The primary care package recently announced by Health Minister Simeon Brown tackles our GP shortage with overseas doctor placements, more GP trainees and digital healthcare. These welcome initiatives recognise the critical challenges facing general practitioners nationwide.
The GP workforce faces immense strain from underfunding, unrealistic job-sizing, hospital care failings, and fragmentation as more GPs move to telehealth and urgent care. At The New Zealand Initiative, I have just released my new report, “The Heart of Healthcare”, examining the challenges facing our primary care system.
The clinical case for strengthening primary care is compelling. There is also a strong economic argument. Healthcare debates often overlook this, but it deserves attention, especially with growing fiscal pressures.
Think of your local GP practice as the frontline of our healthcare economy. When working optimally, it serves as an efficient filter, resolving most health issues before they require expensive specialist interventions. Overseas research demonstrates that every dollar invested in primary care saves approximately $13 of expenditure on post-primary healthcare.
Treating a condition early is almost always less expensive than addressing it later when it has progressed. A minor infection treated promptly by a GP costs the system a fraction of what the same infection would cost if it developed into sepsis requiring hospitalisation.

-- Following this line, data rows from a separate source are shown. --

PR #5887, opened 2026-06-15
impl(bigquery): add jobs.insert query execution path

alvarowolfx:
Towards #5844

PR #5888, opened 2026-06-15
impl(bigquery): add jobs.query query execution path

alvarowolfx:
Towards #5844

### DIFF
--- a/src/bigquery/src/query/execution.rs
+++ b/src/bigquery/src/query/execution.rs
@@ -1,0 +1,145 @@
+// Copyright 2026 Google LLC
+//
+// Licensed under the Apache License, Version 2.0 (the "License");
+// you may not use this file except in compliance with the License.
+// You may obtain a copy of the License at
+//
+//     https://www.apache.org/licenses/LICENSE-2.0
+//
+// Unless required by applicable law or agreed to in writing, software
+// distributed under the License is distributed on an "AS IS" BASIS,
+// WITHOUT WARRANTIES OR CONDITIONS OF ANY KIND, either express or implied.
+// See the License for the specific language governing permissions and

The ripple effects extend throughout our healthcare system. Lack of GP access forces patients to emergency departments, overwhelming them. An emergency department visit costs the system around $650, compared to $50 for a GP consultation. This misalignment of resources represents a significant hidden cost to our healthcare system and economy.
Hospital admissions tell a similar story. Research shows that for each additional ten GPs per 100,000 population, we see 40 fewer hospitalisations annually. In business terms, this represents significant cost avoidance through early intervention. It could translate to millions in annual savings.
The full economic value of primary care is realised through the concept of “continuity of care” – seeing the same doctor consistently. This might seem like a luxury in today’s healthcare environment, but it is a vital efficiency mechanism.
Think of it like a longstanding business relationship. You do not need to start from scratch each time because there is established trust and shared knowledge.
Doctors avoid unnecessary test duplication when patients see them repeatedly. Knowledge of a patient’s history allows for quicker diagnoses. Adherence to treatment plans improves. A large US study showed that patients with good levels of continuity of care with their GP were 16% less likely to visit the emergency department. All of this translates to better health outcomes and lower system costs.
Former Prime Minister Bill English pioneered the “Social Investment Approach” during his time as Finance Minister. While he applied it primarily to social services, the same principles work perfectly for healthcare. Using data and targeting early interventions leads to better social and fiscal outcomes.
New Zealand sits on a potential goldmine of health data that could transform how we deliver care. Yet, we lack local research demonstrating the economic returns of primary care investment. International evidence is compelling, but more New Zealand-specific studies would provide a stronger case for policy change. As a nation that prides itself on innovation, this is a significant missed opportunity.
Technology certainly has a role to play in modernising primary care. The Minister’s announcement of a 24/7 digital service acknowledges this potential. Telehealth and artificial intelligence tools offer exciting possibilities for extending care to under-served populations, but it is important to recognise that they are only useful adjuncts to in-person care.
There is irony in discussing cutting-edge technology when many GP practices still use fax machines to transfer patient records. Our primary care infrastructure requires fundamental upgrades before fully embracing digital innovation. We must first build a sustainable specialist GP workforce
Perhaps the most frustrating technological challenge is the fragmentation of our health information systems. Hospitals, GP practices, specialist clinics and pharmacies often use incompatible platforms that do not communicate effectively with each other.
This fragmentation is not just an administrative headache. It has real economic costs. Critical test results get delayed. Doctors duplicate treatments. Preventable errors occur. A single, patient-centred information system would yield substantial efficiency gains.
The Government’s focus on primary care is heading in the right direction. Yet the announcements represent just the beginning of what needs to be a comprehensive overhaul. The economic case for such reform is clear: strengthening primary care is not just good medicine – it is good business. The full benefit of primary care cannot be achieved without building continuity of care and long-term therapeutic relationships with patients.
For anyone wishing to understand the importance of GPs and the challenges they face, my report, “The Heart of Healthcare”, offers insights directly from the frontlines. The health of our nation – and our healthcare budget – depends on getting this right.